### [Your goal]
Below are entries. Pull out all lines containing "opened".
***
PR #29, opened 2026-05-22
fix(electron): guard pnpm dev against stale native-module ABI (closes #27)

### LINKED ISSUE #27: rishi-electron: dev server fails — merge conflict markers in epub_viewer + better-sqlite3 ABI mismatch

matovu-farid:
## Summary

Fixes #27 (electron defect B). Replaces #28, which absorbed unrelated mobile commits because it was opened from a dirty working tree. This branch is built in `.worktrees/fix-27` off `origin/main`, so the diff is exactly the electron change.

## Defect A — merge conflict markers

The markers in `epub_viewer/index.tsx` existed only in the developer's working tree. `HEAD` (and `origin/main`) already has the clean multi-line form. **No code change is needed in this PR for defect A**; resolution is local (`git restore` the file, or finish the merge). A pre-commit hook to block conflict markers is a reasonable follow-up but out of scope here.

## Defect B — better-sqlite3 ABI mismatch

`postinstall` does run `electron-rebuild`, but pnpm only re-runs install scripts when the lockfile changes. Bumping Electron without lockfile churn leaves the prebuilt `better_sqlite3.node` compiled against the previous ABI, producing `ERR_DLOPEN_FAILED` on `pnpm dev`.

Fix: tie native-module rebuilds to the installed Electron version via a small marker file.

- `scripts/ensure-native-abi.cjs` — compares the installed Electron version against `node_modules/.electron-rebuild-version`; runs `electron-rebuild` only on mismatch. Wired as `predev`.
- `scripts/mark-native-abi.cjs` — appended to `postinstall` so the marker tracks the version we just rebuilt against.

## Verified

- ` pnpm --filter rishi-electron typecheck:web` passes.
- Forced mismatch (`echo 38.0.0 > node_modules/.electron-rebuild-version`) → `predev` correctly rebuilt and updated the marker to `39.8.9`.
- `pnpm --filter rishi-electron dev`: predev no-op, Vite builds main + preload + renderer, `[database] Ready` confirms better-sqlite3 loaded under Electron ABI 140; no `Unexpected "<<"`, no `ERR_DLOPEN_FAILED`.

## Not verified

- Clean install (`rm -rf node_modules && pnpm install`) on macOS arm64 — relied on existing tree plus forced rebuild.
- Windows / Linux behavior — scripts are portable Node.

## Test plan

- [ ] `pnpm --filter rishi-electron typecheck:web` succeeds
- [ ] On a tree where Electron was bumped without touching the lockfile, `pnpm --filter rishi-electron dev` boots cleanly without `ERR_DLOPEN_FAILED`
- [ ] On a tree where the marker already matches Electron, `predev` is a no-op (no spurious rebuild every run)


matovu-farid (commented):
## Review: PR #29 (fix/27-native-abi)

**Verdict:** 1 blocker (Windows), otherwise design is sound. Treat as request-changes (GH won't let me formally request changes on my own PR).

### 🔴 Block ship — `execFileSync('pnpm', ...)` will fail on Windows

`apps/rishi-electron/scripts/ensure-native-abi.cjs:53`

```js
execFileSync('pnpm', ['exec', 'electron-rebuild', '-f'], { cwd: APP_ROOT, stdio: 'inherit' })
```

On Windows, `pnpm` resolves via a `pnpm.cmd` shim. Node's `child_process.execFile`/`execFileSync` does **not** invoke a shell and does **not** auto-append `.cmd`/`.bat`. The call throws `ENOENT` (or `EINVAL` under the CVE-2024-27980 spawn guard on patched Node) the first time the marker mismatches on a Windows dev machine. Given the user releases on Windows, this regression will surface.

Fix options:
- Pass `shell: true` (safe here — argv is constant, no injection surface), or
- Invoke `process.execPath` against the local `electron-rebuild` JS entry — matches the pattern used in the sibling `ensure-sharp-vendor.cjs:31`, or
- Resolve `node_modules/.bin/electron-rebuild(.cmd)` explicitly.

The sibling script already side-steps this by spawning `process.execPath`; recommend matching that convention.

### Cleared concerns

- **Premature marker on failure** — `execFileSync` throws on non-zero exit so `writeMarker` is skipped (`ensure-native-abi.cjs:81-82`); `postinstall`'s `&&` chain short-circuits before `mark-native-abi.cjs` runs. Good.
- **Stale-binary edge case** — `nativeBindingsPresent()` short-circuits when the `.node` is missing (line 73), correctly deferring to `postinstall`. Missing/corrupt marker both fall through to rebuild (lines 77-78).
- **Shell injection** — array argv, no interpolation of the Electron version. Safe.
- **Convention drift** — `postinstall` chain order is correct (`electron-rebuild` → `ensure-sharp-vendor` → `mark-native-abi`); marker reflects the version we actually rebuilt against.
- **Defect A deferral** — verified `origin/main`'s `epub_viewer/index.tsx` has no merge markers; deferring is correct.

### 🟢 Polish (non-blocking)

- `ensure-native-abi.cjs:67` — no lock against parallel `predev` runs. Unlikely in practice; not worth gating.
- Marker uses default LF on write, `.trim()` on read (line 39) — CRLF-safe.

matovu-farid (commented):
Patched in 5f202b1d. Switched to spawning `process.execPath` with the resolved `@electron/rebuild` CLI path (via `require.resolve`) so Windows .cmd shims aren't an issue — same pattern as `ensure-sharp-vendor.cjs`. Verified marker update (forced `38.0.0` mismatch → rebuild ran → marker updated to current electron version) and `pnpm --filter rishi-electron typecheck:web` still passes.

matovu-farid (commented):
## 3-layer code review funnel — **VERDICT: APPROVE** (would-approve; posting as comment since the funnel agent can't approve your own PR)

Reviewed against head SHA \`5f202b1d18519b815181446310640b467ec39fe9\`. Zero defects raised across correctness / architecture / hallucination lenses.

### What was checked
- \`@electron/rebuild\` resolves correctly from \`scripts/\` and CLI invocation matches \`ensure-sharp-vendor.cjs\` pattern.
- ESM/CJS interop is fine (\`@electron/rebuild\` is \`type: module\`; script spawns via \`node\`, not \`require\`).
- Windows \`.cmd\` shim rationale confirmed (\`execFile\` won't resolve \`.cmd\` without \`shell: true\`).
- All edge cases (missing electron / native binding / marker / garbage marker / rebuild failure / write failure) degrade safely.
- \`node-linker=hoisted\` is intentional and documented.
- All cited symbols grepped at HEAD — no hallucinations.

### CI note (not a code-review blocker)
\`Electron (lint + test + build)\` is failing, but errors are in files **outside this diff** (e.g. \`src/renderer/src/services/index.ts\`). \`main\` itself is red on the same workflow — pre-existing lint debt, not a regression from #29. False-positive pattern #11 (lint-only) applies.

_See \`.parity/codereview-29/FINDINGS.md\` for full audit trail._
***
### [Written answer]
PR #29, opened 2026-05-22
Fixes #27 (electron defect B). Replaces #28, which absorbed unrelated mobile commits because it was opened from a dirty working tree. This branch is built in `.worktrees/fix-27` off `origin/main`, so the diff is exactly the electron change.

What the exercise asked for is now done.